How do the lines below between the ones holding "at project root" and "- We're already", inclusive, read? Give them again exactly, with no other lines.

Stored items
════════
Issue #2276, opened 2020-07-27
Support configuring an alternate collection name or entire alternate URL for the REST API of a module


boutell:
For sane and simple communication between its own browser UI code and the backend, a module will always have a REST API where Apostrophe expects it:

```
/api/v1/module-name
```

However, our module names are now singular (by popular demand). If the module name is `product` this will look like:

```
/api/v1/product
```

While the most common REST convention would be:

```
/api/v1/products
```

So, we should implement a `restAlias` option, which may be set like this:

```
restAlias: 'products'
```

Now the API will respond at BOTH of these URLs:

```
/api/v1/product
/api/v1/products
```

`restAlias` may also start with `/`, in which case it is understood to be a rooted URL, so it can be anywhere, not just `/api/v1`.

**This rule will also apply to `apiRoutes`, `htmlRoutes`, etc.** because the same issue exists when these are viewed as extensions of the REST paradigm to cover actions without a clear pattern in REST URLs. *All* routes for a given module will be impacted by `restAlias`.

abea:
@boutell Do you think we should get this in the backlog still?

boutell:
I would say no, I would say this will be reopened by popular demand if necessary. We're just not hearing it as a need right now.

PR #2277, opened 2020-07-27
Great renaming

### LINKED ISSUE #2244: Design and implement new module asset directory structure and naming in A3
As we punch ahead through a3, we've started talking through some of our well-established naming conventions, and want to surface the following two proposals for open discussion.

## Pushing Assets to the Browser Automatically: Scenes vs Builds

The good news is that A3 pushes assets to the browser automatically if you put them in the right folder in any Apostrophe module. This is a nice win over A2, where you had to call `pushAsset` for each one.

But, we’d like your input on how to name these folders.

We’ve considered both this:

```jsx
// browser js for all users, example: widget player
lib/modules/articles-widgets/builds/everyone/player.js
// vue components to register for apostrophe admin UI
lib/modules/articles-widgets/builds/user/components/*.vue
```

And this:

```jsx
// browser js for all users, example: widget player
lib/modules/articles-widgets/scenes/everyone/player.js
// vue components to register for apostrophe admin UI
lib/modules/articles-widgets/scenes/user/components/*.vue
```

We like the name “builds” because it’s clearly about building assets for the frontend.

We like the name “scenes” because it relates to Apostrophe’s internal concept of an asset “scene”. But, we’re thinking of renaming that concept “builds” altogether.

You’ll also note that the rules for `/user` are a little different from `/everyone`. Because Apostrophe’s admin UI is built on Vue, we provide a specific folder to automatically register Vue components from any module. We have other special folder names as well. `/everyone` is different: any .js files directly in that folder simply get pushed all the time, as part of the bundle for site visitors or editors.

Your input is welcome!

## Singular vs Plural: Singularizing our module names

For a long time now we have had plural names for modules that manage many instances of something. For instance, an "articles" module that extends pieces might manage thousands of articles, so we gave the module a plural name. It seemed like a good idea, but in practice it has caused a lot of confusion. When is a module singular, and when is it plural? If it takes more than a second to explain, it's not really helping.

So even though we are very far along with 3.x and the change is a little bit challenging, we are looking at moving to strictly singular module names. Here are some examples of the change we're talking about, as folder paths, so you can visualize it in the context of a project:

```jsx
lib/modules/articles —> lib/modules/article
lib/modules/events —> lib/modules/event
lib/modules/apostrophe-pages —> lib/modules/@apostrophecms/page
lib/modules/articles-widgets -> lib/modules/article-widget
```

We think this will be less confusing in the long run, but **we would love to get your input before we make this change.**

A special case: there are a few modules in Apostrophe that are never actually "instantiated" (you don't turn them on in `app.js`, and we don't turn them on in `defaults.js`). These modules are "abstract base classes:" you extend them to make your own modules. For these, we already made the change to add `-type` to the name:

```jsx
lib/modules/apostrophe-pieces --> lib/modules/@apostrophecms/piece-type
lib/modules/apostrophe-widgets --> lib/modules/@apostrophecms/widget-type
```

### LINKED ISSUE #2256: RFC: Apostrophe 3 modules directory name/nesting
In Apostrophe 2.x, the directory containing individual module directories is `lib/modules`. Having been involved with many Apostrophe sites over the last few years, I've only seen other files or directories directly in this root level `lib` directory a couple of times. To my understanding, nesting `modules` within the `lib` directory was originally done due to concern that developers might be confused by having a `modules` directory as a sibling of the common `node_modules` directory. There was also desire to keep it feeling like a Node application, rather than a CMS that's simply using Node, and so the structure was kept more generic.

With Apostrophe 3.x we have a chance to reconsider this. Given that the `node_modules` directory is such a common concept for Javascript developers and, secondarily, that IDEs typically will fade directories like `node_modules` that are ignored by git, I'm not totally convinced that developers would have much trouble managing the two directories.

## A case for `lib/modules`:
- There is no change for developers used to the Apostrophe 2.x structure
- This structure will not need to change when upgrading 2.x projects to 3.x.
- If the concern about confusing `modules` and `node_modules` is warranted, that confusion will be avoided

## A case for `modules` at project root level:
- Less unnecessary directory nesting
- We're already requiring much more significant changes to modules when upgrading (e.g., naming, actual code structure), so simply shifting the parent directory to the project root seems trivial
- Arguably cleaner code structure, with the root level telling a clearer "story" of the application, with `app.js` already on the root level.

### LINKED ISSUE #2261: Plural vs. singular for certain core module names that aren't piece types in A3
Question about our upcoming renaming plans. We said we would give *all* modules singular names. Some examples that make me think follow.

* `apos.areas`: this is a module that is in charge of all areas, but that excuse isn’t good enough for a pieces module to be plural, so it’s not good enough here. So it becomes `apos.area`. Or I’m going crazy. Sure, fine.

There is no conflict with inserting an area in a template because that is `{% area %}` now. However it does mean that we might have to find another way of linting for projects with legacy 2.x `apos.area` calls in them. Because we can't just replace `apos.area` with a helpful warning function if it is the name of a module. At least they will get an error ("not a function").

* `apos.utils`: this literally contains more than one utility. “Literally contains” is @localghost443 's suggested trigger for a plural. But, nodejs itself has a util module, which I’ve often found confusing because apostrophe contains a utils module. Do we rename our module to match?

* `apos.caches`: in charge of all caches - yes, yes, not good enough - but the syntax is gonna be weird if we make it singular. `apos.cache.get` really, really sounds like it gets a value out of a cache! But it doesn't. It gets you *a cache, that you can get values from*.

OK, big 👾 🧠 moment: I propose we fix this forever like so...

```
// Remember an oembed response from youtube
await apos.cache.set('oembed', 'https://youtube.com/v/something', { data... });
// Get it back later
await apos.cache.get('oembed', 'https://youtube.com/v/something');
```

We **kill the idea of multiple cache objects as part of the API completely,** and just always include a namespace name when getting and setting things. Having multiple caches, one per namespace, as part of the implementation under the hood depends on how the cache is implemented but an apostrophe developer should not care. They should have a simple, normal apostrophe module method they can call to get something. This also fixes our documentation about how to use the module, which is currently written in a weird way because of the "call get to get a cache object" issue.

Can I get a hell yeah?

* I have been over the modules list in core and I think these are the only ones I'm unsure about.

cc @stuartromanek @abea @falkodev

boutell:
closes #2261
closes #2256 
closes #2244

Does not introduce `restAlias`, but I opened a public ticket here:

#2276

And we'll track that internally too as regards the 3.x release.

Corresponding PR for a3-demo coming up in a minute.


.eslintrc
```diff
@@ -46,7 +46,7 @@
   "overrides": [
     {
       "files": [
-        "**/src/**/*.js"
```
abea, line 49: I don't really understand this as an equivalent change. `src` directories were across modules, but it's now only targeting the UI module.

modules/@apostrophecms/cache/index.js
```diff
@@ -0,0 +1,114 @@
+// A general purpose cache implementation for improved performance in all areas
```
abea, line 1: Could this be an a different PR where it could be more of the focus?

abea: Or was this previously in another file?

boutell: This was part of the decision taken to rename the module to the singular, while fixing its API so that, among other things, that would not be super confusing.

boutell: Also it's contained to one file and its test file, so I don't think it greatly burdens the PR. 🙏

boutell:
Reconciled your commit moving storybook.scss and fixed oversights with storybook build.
════════
▶ _Answer space_:
## A case for `modules` at project root level:
- Less unnecessary directory nesting
- We're already requiring much more significant changes to modules when upgrading (e.g., naming, actual code structure), so simply shifting the parent directory to the project root seems trivial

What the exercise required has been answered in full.